*** Task input ***

PR #650, opened 2023-11-20
Implement event deduplication

whatyouhide:


sl0thentr0py (changes requested):
fine with me, this is a slightly different implementation than other SDKs.

In other SDKs we have something called an 'event processor' (on scope or global)
https://github.com/getsentry/sentry-python/blob/52eb367442856d5e17a3eb6bb3343986f65cd662/sentry_sdk/scope.py#L518-L520
https://github.com/getsentry/sentry-python/blob/52eb367442856d5e17a3eb6bb3343986f65cd662/sentry_sdk/scope.py#L58

that run on `scope.apply_to_event` and `dedupe` registers an event processor that uses a thread local variable to just dedupe the last seen exception.

This one is storing some state in memory for 30 seconds but that seems fine and should do the job.

The only thing I'd ask is to make this on by default and make it possible to opt-out with a config.
 We also have this abstraction called 'integrations' in other SDKs to configure these things but maybe that's overkill right now, we can add something like that later if we have more configurable high-level behaviors.

sl0thentr0py (approved):
ty!

PR #652, opened 2023-11-22
Fix the example of using Task.Supervisor in upgrade guide.

RudolfMan:


whatyouhide (approved):

whatyouhide:
Great catch, thanks @RudolfMan! 💟

PR #653, opened 2023-11-23
Fix reading of config in "mix sentry.package_source_code"

whatyouhide:


lib/mix/tasks/sentry.package_source_code.ex
```diff
@@ -56,9 +56,12 @@ defmodule Mix.Tasks.Sentry.PackageSourceCode do
   def run(args) do
     {opts, _args} = OptionParser.parse!(args, strict: @switches)
 
+    # We can read the config here because this task depends on the `app.config` task.
+    config = Application.get_all_env(:sentry)
```
whatyouhide, line 60: Due to the way we cache config, loading `app.config` is not enough, we also need to validate it in `Sources.load_files/1`. We don't want to start the `:sentry` application for this task anyways.

sl0thentr0py (approved):
is there another test that covers the source code reporting logic?

whatyouhide:
@sl0thentr0py yes there are other tests 🙃

PR #659, opened 2023-11-27
Add upgrade guide links to the changelog

axelson:
Currently from the changelog it is difficult to find the upgrade guide since they aren't linked.


whatyouhide:
Great idea, thanks @axelson! 💟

*** End of Task input ***

### What needs to be done
The required answer is each line of the entries containing the string "Great".

### Task result
Great catch, thanks @RudolfMan! 💟
Great idea, thanks @axelson! 💟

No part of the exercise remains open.